H23 Scheepswerf
In 1839 kocht Leendert Verstoep, scheepsmaker uit Maassluis, grond aan de Prinsegracht om er een scheepswerf te starten. Voortvarend bouwde hij loodsen, een helling en de werf. Ook liet hij in 1840 dit woonhuis bouwen. Na het overlijden van Verstoep kwam de werf achtereenvolgens in handen van schoonzoon Arie Spanjersberg en Jacob van Waveren. Vervolgens werd Gerrit Krom, afkomstig uit West-Zaan, in 1898 de nieuwe scheepsbouwer. Tot 1930 was er sprake van een bloeiende werf, maar de economische crisis gooide roet in het eten. Ook zoon Klaas kon het tij niet meer keren. In 1958 kwam de scheepswerf tot een einde en werd het terrein in gebruik genomen door sloopbedrijf De Voeght. Dit woonhuis is het enige dat rest van de vroegere scheepswerf.
Het terrein is privé en niet toegankelijk.
In 1839 kocht Leendert Verstoep (1797-1873), scheepsmaker uit Maassluis deze kavel van Marinus Pijnacker. Hij wilde hier een scheepswerf starten en ook een nieuw huis bouwen; het nu nog bestaande huis onder nummer 9.
Om de nieuw te bouwen werf en het personeel te kunnen bekostigen, ging Leendert grote schulden aan bij diezelfde Marinus Pijnacker. Leendert pakte het groots aan. Een jaar na aankoop van het huis met tuinland werd geïnvesteerd in de scheepsmakerij, met loodsen, helling, werf en nóg een huis.
Vanaf 1840 was er dus sprake van een volwaardige scheepswerf in het centrum van Honselersdijk. De tuinbouw begon steeds belangrijker te worden in de streek, en met de toename van de export werd de behoefte aan nieuwe schepen, als ook aan het onderhoud, steeds groter. Op zakelijk gebied leken de zaken dus wel op rolletjes te gaan.

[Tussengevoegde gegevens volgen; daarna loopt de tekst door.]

PR #186, opened 2026-08-23
fix(config): parse free VRAM from rocm-smi rows that start with GPU

### LINKED ISSUE #167: fix(config): ROCm VRAM detection discards every rocm-smi data row
# A10 [P2] ROCm VRAM detection filters out every data row, then would read the wrong column anyway

- **File:** `crates/vera-core/src/config.rs:498-531` (`detect_rocm_gpu_info`)
- **Category:** functional / platform-specific silent degradation

## Summary

`rocm-smi --showmeminfo vram --csv` emits rows shaped:

```
GPU[0],vram total used memory (bytes),<used>,vram total free memory (bytes),<free>
```

The parser skips every row starting with `"GPU"`:

```rust
for line in stdout.lines().skip(1) {
    let trimmed = line.trim();
    if trimmed.is_empty() || trimmed.starts_with("GPU") {
        continue;                       // <- discards 100% of data rows
    }
    ...
    vram_free_mb = line.split(',').filter_map(...).next()...  // column 3 = USED bytes, not free
```

So `vram_free_mb` is always `None`, the fingerprint always falls back to
`host_fingerprint`. And even without the filter, `.next()` grabs the *used*-bytes
column rather than free.

## Failure scenario

An `onnx-jina-rocm` user with a 16 GB card hits the "Could not detect VRAM"
branch in `adjust_for_backend` (`config.rs:388-395`): batch size pinned to 16
regardless of hardware, and the batch-scaler persistence profile keyed on the
generic host string instead of the device.

## Steps to reproduce

1. On any ROCm machine run `rocm-smi --showmeminfo vram --csv` and observe every
   data row starts with `GPU[0]`.
2. Run `VERA_LOG=debug vera ... --onnx-jina-rocm` and observe the VRAM-detection
   fallback path taken every time.

## Suggested fix

Strip the `GPU[n]` prefix before parsing and select the value following the
`free memory` label (or use `--showmeminfo vram --json` where supported). Add a
unit test over a frozen sample of real rocm-smi output.

citron07r:
Closes #167.

## Problem

Every data row of `rocm-smi --showproductname --showmeminfo vram --csv` starts with `GPU[0]`, so the `starts_with("GPU")` guard skipped 100% of them: `vram_free_mb` was always `None`, ROCm installs got the generic host fingerprint, and `adjust_for_backend` pinned batch size to 16 regardless of hardware. And even without the filter, `.next()` grabbed the first numeric column — the *used*-bytes field — not free.

## Fix

New pure parser `parse_rocm_free_memory_bytes(line)`:

- matches rows containing the `free memory` label (so used-memory rows are rejected),
- reads the value following the label — both the CSV form (`...,vram total free memory (bytes),456`) and the colon form (`vram total free memory (bytes): 456`),
- the loop no longer skips `GPU`-prefixed lines; the fingerprint still prefers non-GPU, non-memory rows (the product name).

## Verification

Ran locally on this branch:

- Two new tests over frozen sample output shapes:
  - `rocm_free_memory_parses_label_value_rows`: single-row label/value CSV → correct byte count; colon form; used-memory row rejected.
  - `rocm_fingerprint_ignores_gpu_header_lines`: product row wins for fingerprint, GPU-header rows never do, free bytes parsed.
- **Reinjection:** restoring the old `starts_with("GPU")` skip makes `rocm_fingerprint_ignores_gpu_header_lines` fail (`None` instead of parsed value).
- Full vera-core suite: **900 passed**, 0 failed. `cargo fmt --check`: clean. Clippy: no new warnings.

Not run: against a physical ROCm machine (samples are frozen shapes of documented rocm-smi output; if a maintainer can run `rocm-smi --showproductname --showmeminfo vram --csv` on hardware, the parser handles that exact shape).

---
## Summary by cubic
Fixes ROCm VRAM detection and fingerprinting by parsing the “vram total free memory (bytes)” value and accepting `GPU[0]`-prefixed product rows. Previously we skipped or rejected these rows, so free VRAM was None, the ROCm fingerprint fell back to host, and batch size stayed conservative.

- Adds `parse_rocm_free_memory_bytes` to match the free-memory label and read the following value in both CSV and “label: value” forms; caller converts bytes to MB.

Na het overlijden van Leendert Verstoep op 12 juli 1873 nam schoonzoon Arie Spanjersberg de werf over. Hij en zijn vrouw leidden de werf, maar kwamen in 1886 vlak na elkaar te overlijden.
De scheepswerf werd te koop aangeboden, alsook alle gereedschappen en maar liefst 30 vaartuigen. Dat vond plaats in het najaar van 1886 in het café van Matheus Ignatius Nederpelt. Koper van de werf was de firma Abraham van Stolk, houthandelaren te Rotterdam. Zij kochten de werf voor fl 5.300.

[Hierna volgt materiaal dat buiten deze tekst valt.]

PR #359, opened 2015-08-19
chore(508): Change responsive colors to be 508 compliant (AA)

bhalt:


app/js/components/management/user/index.jsx
```diff
@@ -8,7 +8,7 @@ var _ = require('../../../utils/_');
 
 // component dependencies
 var NavBar = require('../../NavBar/index.jsx');
-var Header = require('../../header/index.jsx');
+// var Header = require('../../header/index.jsx');
```
wski: What was the reason for removing the header file, was it just changed to NavBar?

wski:
It looks like a few `.ext~` files or, squiglets as I've just named them got added in. We should try to add this to the `.gitignore` somehow.

wski:
It looks like Reminders were added to the sidebar in this commit as well, we should make a separate feat commit for this so that it gets added to the changelog.

app/js/components/management/user/index.jsx
bhalt: Not sure why it shows it as deleted and readded, but it's still there ... line 11

bhalt:
Yikes .. I may also be able to change my text editor to not save backups .ext~

wski:
@bhalt It might be a good idea for us just to add `*~` to all of our `.gitignore` files for our project too though. Others might have the same issue and that would prevent it.

app/js/components/management/user/index.jsx
wski: It looks like it was just commented out

bhalt: Oh, right, that's correct -- I removed the header from all Listing Management pages since it wasn't in Create/Add Listing anyways. Streamlining the header to only be used from the Discovery piece.

wski: Ok, cool

arw180:
I just rebased this PR against the latest `master` and removed the `~` temp files. Hopefully everything still looks as expected.

arw180:
:+1:

clarkjefcoat:
:+1:

PR #360, opened 2015-08-20
    feat(quickview): Updates for Quickview less Reviews tab OZBE21

blaino:
OZBE18 = ozone-development/ozp-backend#21

    As of this commit, trying to convert API responses to the existing
    format as soon as the calls to the API return - as opposed to using the
    format prescribed by the new API. The existing format in center is camel
    case, and humps (https://github.com/domchristie/humps) is used to
    convert keys in the listing object from python style lower case
    underscore to camel case.

    Note that this change is not just for Quickview - it affects
    everything that needs a listing: discovery, listings management, and
    search.


blaino:
@arw180 please have a look when you get a chance.

arw180:
humps. :+1:

PR #362, opened 2015-08-20
fix(Search Description): added and where nessecery between labels

wski:


wski:
@clarkjefcoat @hoganmaps please have a look when available

clarkjefcoat:
Multiple agencies should say "or".  Multiple listing types should say "or".

wski:
@clarkjefcoat new commit fixes this

clarkjefcoat:
Where you use "or" I don't think you need to make it plural.

image

Shouldn't the above say "with the type Web Application or Widget in the organization ... with the categories ...".  Change "types" to "type" and "organizations" to "organization".  But leave "categories" as is.

Also why isn't there a space in front of "in" and in front of "with"?

wski:
@clarkjefcoat

clarkjefcoat:
:+1:

hoganmaps:
:+1: this is acceptable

De werf werd verhuurd aan Jacob van Waveren (1856-1937), geboren in Oud-Loosdrecht. Jacob leek aanvankelijk goed gedraaid te hebben, want in 1895 kocht hij de werf van de houthandelaren uit Rotterdam voor een bedrag van 6.200 gulden. Een fors bedrag dat werd geleend bij de Naaldwijkse tuinder Frank van Andel. Die lasten werden Van Waveren echter teveel: in 1898 ging hij failliet. De werf werd door schuldeiser Van Andel te koop gezet en voor fl 5.200 verkocht aan Jacob van Duijn.

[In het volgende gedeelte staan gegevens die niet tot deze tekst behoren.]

PR #365, opened 2015-08-20
fix(FireFox): Disabled Bootstrap animations if the user is using FireFox

wski:


wski:
@arw180 @clarkjefcoat I tested this on my firefox... But I don't really have a way to truly test that this resolves the issue because I cannot replicate it.

arw180:
I don't see any difference in FF between this change and master. In particular, I was hoping to see the 'slide' effect removed when you hover over an app tile on the Discovery page, but that's still there. Did you see certain animations removed with this change?

arw180:
Modal animations/transitions are another good target for removal, as those are also painfully slow in production on FF

wski:
I had only disabled jQuery animations from transition.js in BS. I just
pushed a change to disable all css3 transitions in firefox

On Fri, Aug 21, 2015 at 11:52 AM, Alan <notifications@github.com> wrote:

> I don't see any difference in FF between this change and master. In
> particular, I was hoping to see the 'slide' effect removed when you hover
> over an app tile on the Discovery page, but that's still there. Did you see
> certain animations removed with this change?
>
> —
> Reply to this email directly or view it on GitHub
> <https://github.com/ozone-development/ozp-center/pull/365#issuecomment-133469980>
> .
>



-- 
*Matt Wisniewski* \ *Software Engineer *

*a software engineer with a love for the web, JavaScript and bold coffee
overpowered by cheap creamer. *
http://wski.github.io
http://github.com/wski
<http://www.8bit.ws/>

arw180:
That looks better (well, it looks worse, which in this case is what we're shooting for). :+1:

clarkjefcoat:
:+1:

PR #388, opened 2015-09-23
New backend categories

wski:


wski:
## Ready for testing @arw180 @blaino

PR #397, opened 2015-10-02
fix(image upload): Add dummy upload to make image upload work for IE11.

blaino:


rpokorny:
Did you try forcing IE11 through the IE9 code path (eg, doing the form-data via an actual form)?  Since <form>s have been around for much longer than the JavaScript FormData object, that path is likely to have fewer browser bugs.

blaino:
I did do a quick try of that but cloneNode() wasn't defined or supported or some such for the input to the IE9-handling function.

rpokorny:
cloneNode() has been supported in all browsers since forever... are you sure you passed in the \<input\> element to the ImageApi.save method, instead of the File object?

blaino:
No, not sure, but since we won't be supporting IE9 when this new backend hits production, I'm not sure keeping the hidden form and iframe solution around is a good idea.

rpokorny:
IMO its better than doubling the number of REST requests that are necessary

Issue #403, opened 2015-10-09
Listing Management Table View - Javascript error is displayed when missing owner data


clarkjefcoat:
Depending on the data loaded, you may see

Uncaught TypeError: Cannot read property 'tolowerCase' of null

in your console when loading the table view tab of some organizations in Listing Management.

clarkjefcoat:
This is caused by Owners who have a null displayname in the database.  We do have data like that in our production environment.

jal-vsi:
Passed testing in Master (IE9/11, FF, CH).  Admin creates draft listing (without owner org), Admin selects Menu/Listing Management, From Table View ensure Column Settings include Organization, Select Organization column and confirm draft listing is first (null Org listing).

PR #405, opened 2015-10-09
fix(ListingManagement): Table view does not work if the owner display…

clarkjefcoat:
…name is blank #403


clarkjefcoat:
@hoganmaps @blaino

clarkjefcoat:
@wski

wski:
:+1:

Issue #267, opened 2015-05-21
Create/Edit Page - Contact mislabeled after Save


clarkjefcoat:
On the Create/Edit page the labels on the Contacts are sometimes incorrect after pressing save.

1  Start by adding multiple Contact Types using Marketplace Settings

![contacttypes](https://cloud.githubusercontent.com/assets/7015118/7750035/e1297f0e-ff9f-11e4-864a-4abc22191899.png)

2  Create a new listing and add only the minimum amount of information

![2_create_new_listing](https://cloud.githubusercontent.com/assets/7015118/7750060/f95c4714-ff9f-11e4-82bf-7260f081e844.png)

3  Add multiple contacts.  For my test I named my contacts the same as the contact type (e.g.  the Support POC is named "Support POC", the Project Sponsor is named "Project Sponsor").  I added four contacts - only 1 is shown below.

![7_project_sponsor](https://cloud.githubusercontent.com/assets/7015118/7750097/387416f2-ffa0-11e4-936c-e18c9c164150.png)

4  Press Save.  Scroll down and review the contacts.

![8_bad](https://cloud.githubusercontent.com/assets/7015118/7750110/55d10264-ffa0-11e4-9af4-1087471a4a4a.png)

In this case the Support POC information is being shown under the "Project Sponsor" label.  This is the issue that needs to be fixed.

sdeighan:
@clarkjefcoat Did you mean to mark this as "working" or did you mean "ready"?

arw180:
tried this multiple times w/ 4 different contact types. did not see this problem occur.

kgordon-1:
Tested in STG
I have never had this situation to happen but did follow the steps above to re-create it.  Not reproducible.

clarkjefcoat:
This bug is back.

jal-vsi:
Passed testing in Listing environment using IE11, FF24, CH36.  Admin creates New Contacts, then creates a draft listing (1st two fields populated, adds multiple contacts, saves, checks for Contact Type/Name changes (none observed).  User creates draft listing and adds Contacts, no problems observed.

jal-vsi:
Passed testing in Release environment with same results as Listing.

tdressel:
Passed testing on staging using Chrome 36 , FF 31, IE 10.

PR #421, opened 2015-10-23
fix(create/edit): Add unique keys to each contact field #267

blaino:
@wski, @arw180 please have a look.


wski:
Looks :+1: to me, I think we should investigate https://www.npmjs.com/package/flakeid in the future for usage with keys in react as discussed.

arw180:
:+1:

Issue #423, opened 2015-10-26
Eliminate warnings


blaino:
Multiple attempts to upgrade Center's React version from v12 to v13 or v14 have failed. Facebook's upgrade documentation hints that the elimination of all warnings and errors will result in a smoother upgrade. This ticket is to tamp out the warnings. 

Note that most of the warnings in Center have to do with arrays in components not having unique keys. Another common warning is the deprecation of transferPropsTo(). 

Also note that there is a known error with create/edit preview (#422).

tdressel:
Tested on Latest - Chrome
Center | Help - Help Modal opens without error and has Help Modal content.
Center | Org Listings | Allowed user to Submit New Listing no error.

More testing pending.....

tdressel:
More Testing on Latest - Chrome 36, FF 24 and IE11
Help Modal, Org Listings, Detailed Query ( Types, orgs and cat), Listing Tiles, Sidebar, Recent Activity Sidebar, MyListings,Overview, Details, Reviews, Resources, Administration

tdressel:
Passed on Staging.

PR #424, opened 2015-10-26
fix(center): Eliminate (many) warnings #423

blaino:


app/js/components/discovery/index.jsx
```diff
@@ -239,7 +239,7 @@ var Discovery = React.createClass({
         }
 
         return (
-            <FeaturedListings
+            <FeaturedListings key="FeaturedListings"
```
rpokorny: `key` is only required when React elements are used within an actual JavaScript list.

app/js/components/management/shared/ApprovalStatusFilter.jsx
```diff
@@ -20,8 +20,8 @@ function filterOption (currentValue, label, value, count, htmlFor, className, ic
     }
 
     return [
-        <input id={htmlFor} type="radio" value={value} />,
-        <label htmlFor={htmlFor} className={className}>
+        <input id={htmlFor} key={"input" + htmlFor} type="radio" value={value} />,
```
rpokorny: `key` should not be required here

blaino:
It would be nice to get rid of these warnings but I can't, for the life of me, figure out how these changes broke the unit tests. Some of the failing unit tests, if you isolate them with describe.only will pass (e.g., the tests in EditReview-test.js). Sigh. I'm giving up. I guess we're stuck with React 12.2 forever. Either that or rewrite Center. (End: hyperbolic whining).

PR #426, opened 2015-10-26
feat(Table View Refactor): Refactored Listing Management section for …

KageRyu7:
…better organization, refactored table view to use w2ui, added export to excel option in table view, created a seperate unpaginated listing store for tableview, added a call in ListingsService.js to retrieve tableview's listings.


blaino:
In the future, please consider submitting separate pull requests for separate features/refactors. It's pretty hard to see which changes go with which feature/refactor. There's definitely enough going on here to warrant separate PRs.

app/js/components/management/shared/TableView.jsx
```diff
@@ -0,0 +1,331 @@
...
+        });
+
+        if (CSV === '') {
+            alert("Invalid data");
+            return;
+        }
+
+        var fileName = "ListingReport_" + ReportTitle.replace(/ /g,"_");
+
+        var uri = 'data:text/csv;charset=utf-8,' + escape(CSV);
```
blaino: jshint warning on this line. Also, check out: https://developer.mozilla.org/en-US/docs/Web/JavaScript/Reference/Global_Objects/escape.

blaino:
The w2 table looks really good.

app/js/components/management/shared/TableView.jsx
```diff
@@ -0,0 +1,331 @@
...
+                toolbarEdit: false,
+                toolbarDelete: false,
+                toolbarSearch: true,
+                toolbarReload: false,
+                toolbarColumns: true,
+                toolbarSave: true
+            },
+            buttons: {
+                save : {
+                    caption: w2utils.lang('Export to Excel'),
```
blaino: This should say 'Export to csv'.

blaino:
My editor is showing some trailing whitespace in a few places. No big deal. If it's easy might as well get rid of them.

blaino:
When you select line number from the column editor, the line numbers don't line up nicely with the rows. I've showed this to Tony and Alan. We all agree it is something to fix, just not on this branch and not on this ticket, as we want to get this PR into today's build. Please write a new Center ticket to fix this, and if you have the time, fix on a separate feature/fix branch. 

screen shot 2015-10-27 at 10 54 17 am

blaino:
Ok, we have some known issues here, but we're going to initiate the sequence and merge. :+1:

arw180:
Works for me :+1:

blaino:
@jal-vsi found that export does not work in IE11. I tried with the console turned on: "The data area passed to a system call is too small".

bhalt:
can this branch be deleted @blaino @arw180 ?

blaino:
I think so.

Issue #428, opened 2015-11-03
Require Description when rating an App


tonyalletag:
A description should be required of > 20 characters when reviewing or rating an application in the center.

blaino:
Requirement from Tony: character limit needs to be in the config file.

tdressel:
Tested and passed on Chrome 36, FF 24 and IE 11.
Added and Edited Reviews with and without descriptions.  Warning if under 20 characters and allowed save if over 20 characters.

PR #433, opened 2015-11-09
feat(reviews): Require description when rating app #428

blaino:
@wski please have a look.


blaino:
Note that tests fail because of the parallel change in commons. There's a new config key there that center now depends on. All tests pass locally.

wski:
:+1:

blaino:
@clarkjefcoat, have a look?

clarkjefcoat:
:+1:

Issue #529, opened 2016-03-11
Help Modal abruptly stops with overlay 


tdressel:
STR-
Go to AppsMall Center
Help icon
Take the Tour
RESULTS - Help Tour starts on HUD located on navigation bar
Advance through to the Tour until the pop up modal displays
RESULTS - FF stops the overlay immediately but user is able to navigate using the arrows but it eventually stops responding.  Chrome it stops loading the overlay for Overview Tab, then resumes on Reviews, Details, Resources and then it stops.
EXPECTED RESULTS - Should advance til the end.  At the end there should be something telling the user it is ending the tour.

clarkjefcoat:
This happens on FF 31.5

tdressel:
Both FF and Chrome advance properly and the NEXT button was removed from the last step in tour.

tdressel:
Passed on Staging.

PR #611, opened 2016-05-09
529 tour

akonsowski:
tour was skipping step 8. Also fixed the redirection bug that was causing the tour to stop in Firefox 31 and menu will now close when unfocused
#529 
@clarkjefcoat @mannyrivera2010 @SOAP1914 @wski


app/js/tour/centerTour.js
```diff
@@ -81,32 +89,42 @@ const meTour = new Tour({
...
+      onNext: function(){meTour.goTo(10)}
     },
+    //10
     {
+      path: `${CENTER_URL}#/home/?%2F%3F=`,
       element: ".Discovery__SearchResults .listing:first, .infiniteScroll .listing:first",
       title: "Listing Tiles",
       content: "Hover over a tile for a short description of the app, to bookmark it to your HUD, or to launch it into a new tab. Click the tile to open the listing overview for more listing details.",
       placement: "top",
+      onRedirectError: function(){ meTour.goTo(15) },
```
wski: `meTour.goTo(15)` needs `;`

make sure you're using eslint

app/js/tour/centerTour.js
```diff
@@ -246,6 +275,90 @@ const meTour = new Tour({
           }
         })();
       }
+    },
+    // end of tour the next following steps handle redirection errors
+    //15
```
wski: Maybe put a note here like 
```
/// HACK: Browsers that do not support the path key will automatically skip the above paths and jump to this step instead - @akonsowski
```

wski:
I've updated the package.json so that it doesn't conflict with the breaking changes we had. Please resolve merge conflicts though before merging.

wski:
Shrinkwrap still not changed :-1:

Issue #602, opened 2016-05-02
Add Listing DELETED to Activity Log and Listing Modal


mannyrivera2010:
This issue is for the front-end changes require for https://github.com/ozone-development/ozp-backend/issues/48

tdressel:
Displays as deleted in Listing Management | All Center Listings | List View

En dus kwam er weer een nieuwe scheepsbouwer: Gerrit Krom (1865, Westzaan-1933, Monster). Hij ging in wonen op de werf en trouwde in 1899 met Geertruida Nicolai (1876-1962) uit Monster. Zij kregen één zoon: Klaas (1901-1952) die als kind al mee ging helpen op de werf.
De werf maakte zeer goede tijden mee in de jaren ’20, toen in de tuinbouw veel geld werd verdiend. Ook kwam er vraag naar het inbouwen van motoren, wat veel werk opleverde. Maar in de crisistijd van de jaren ’30 kwam daar een eind aan. Vele scheepswerven kregen het moeilijk. In 1933 kwam Gerrit te overlijden en nam zoon Klaas de werf over. Klaas Krom ontdekte de kunst van adverteren; met grote regelmaat waren er advertenties van zijn werf in de kranten te vinden. Desondanks gingen de zaken steeds minder en tijdens de bezetting kwam de werf helemaal stil te liggen wegens gebrek aan materialen. Vlak na de Tweede Wereldoorlog werd er een herstart gemaakt. In een advertentie werd gewag gemaakt van de terugkomst van bedrijfsleider Henk ‘na geruimen tijd van gedwongen afwezigheid’. Waarschijnlijk was deze medewerker in Duitsland tewerk gesteld geweest.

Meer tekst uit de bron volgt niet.